Joyce, after all, has become too comfortable in Catholic Ireland, which was ruled by the British until the early 1920s. He emigrated with his wife Nora in 1904 and has lived and written in France, Italy and Switzerland. Does that make the Irishman a European writer?

Rennhak: Joyce is just that: an Irishman in Europe. Joyce was repugnant to any nationalist ideas (even in the years of the Irish independence movement). Like his character Stephen, he turned away from the Catholic Church, and his texts resist any form of easy ideological appropriation. Ulysses is therefore by no means an apolitical text that delights exclusively with aesthetic language games and literary references and is interested only in the narrative representation of the psyche of individual characters. Research over the past 30 years has paid particular attention to the many material, social, and political contexts in which Joyce's novel has become involved. Ulysses, for example, can also be seen as a shrewd and sociologically detailed analysis of the workings of political communication in the public sphere in general and in early 20th-century Dublin in particular; or the story of Stephen and Bloom as a study of marginalized male identities in patriarchal society in Ireland; or as an analysis of modern consumer society (Bloom's occupation as an advertising canvasser for a Dublin newspaper is relevant here). Ireland's dual role-both as a victim of British imperialism, which peaks in the late 19th century, and as a country that participated in Britain's colonial projects in many ways-is an equally relevant context for reading the novel. In the 12th chapter ('Cyclops'), for example, which takes Bloom to Barney Kiernan's pub, there is an extended critique of colonialism in the form of a regulars' table conversation. The men joke, for example, about the British claim to have civilized the world in the course of their conquests, and blame England for Ireland's precarious economic situation. Here, too, Joyce avoids simple ideological determinations and sympathy distractions. Finally, the nationalist-thinking "Citizen" does indeed refer to ideas that can also be found in Joyce's cultural-political essay "Ireland, Island of the Saints and Sages." The same "Citizen," however, turns out to be a fanatical anti-Semite when he insults Bloom and throws a tea can at him.

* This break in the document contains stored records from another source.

PR #28514, opened 2024-08-30
Using field variables instead of scalar variables for THM junctions, part 1

### LINKED ISSUE #25593: Consider alternatives to scalar variables for THM junction variables
## Reason
Scalar variables as libMesh considers them are global variables (well they can be sudomain restricted) that should introduce a dense row and a dense column in the system matrix. Take for instance setting a mean zero pressure in a cavity problem to remove the nullspace: the scalar Lagrange multiplier variable residual is a function of every pressure dof in the cavity and every pressure residual is a function of the Lagrange multiplier dof. libMesh constructs its sparsity pattern anticipating a coupling structure like this, which can be unnecessarily expensive if the coupling structure is *not* that way.

## Design
Consider an alternative like a Lagrange variable restricted to a `NodeElem` associated with the junction

## Impact
Potentially much faster sparsity build times. See https://github.com/idaholab/moose/discussions/25555 for the impetus of this issue

joshuahansel:
Closes #25593

This work is broken into parts to prevent breaking RELAP-7:

1. This PR: does inconsequential prep work and adds a virtual that RELAP-7 will need to override to prevent breakage.
2. RELAP-7 PR: override the virtual
3. THM PR: actually implement the node element option for 1-phase components (scalar option will be deprecated)
4. RELAP-7 PR: implement the node element option for 2-phase components and fix all deprecated test failures.

This first part does some preliminary work:

- Moved some mesh-related methods from `GeometricalComponent` to `Component`. The former is interpreted as components having a mesh > 0D. Now, 0D components (e.g., junctions) may need to do some mesh-related things since we will add node elements.
- Added some getter methods for some junction connection data.
- Cleanup in  `ADVolumeJunction1PhaseBC` to facilitate future changes.
- Removed `ShaftConnectedTestComponent`, which performs some redundant Jacobian testing.
- Added a virtual method `getJunctionVariables()`, which is used for nothing yet, but will be overridden in RELAP-7 for part 2 and then used in THM in part 3.


lindsayad:
I see you don’t want CIVET testing but this isn’t marked as draft. Do you want human review then?

joshuahansel:
It's not quite ready for human review because I'm working through a distributed mesh bug. I marked as WIP while I was transferring WIP between machines.

joshuahansel:
@lindsayad This is ready for review now.

joshuahansel:
@licharlot Can you review this when convenient? There's nothing juicy in this one, so I'm letting @lindsayad off the hook for now.

licharlot (approved):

What does this reading odyssey bring to today's readers?

Rennhak: Readers who are not put off by the resistances of the many experiments and set about reading in an unagitated manner will - then as now - be thoroughly entertained. For all the erudition contained in Ulysses, the novel is very funny in many places and offers many a thing to smile about and often to laugh out loud at.

Uwe Blass (Conversation from 21.01.2022)

Katharina Rennhak studied English and German at the Ludwig-Maximilians-Universität in Munich and at St. Patrick's College Maynooth, Ireland. From 1997 to 2009 she taught English Literature at Ludwig-Maximilians-Universität. Since 2009, she has been Professor of English Literature at the University of Wuppertal. Katharina Rennhak is president of the European Federation of Associations and Centres of Irish Studies (EFACIS). She is also a member of the IASIL Executive 2016-19 and 2019-2022 (European Representative).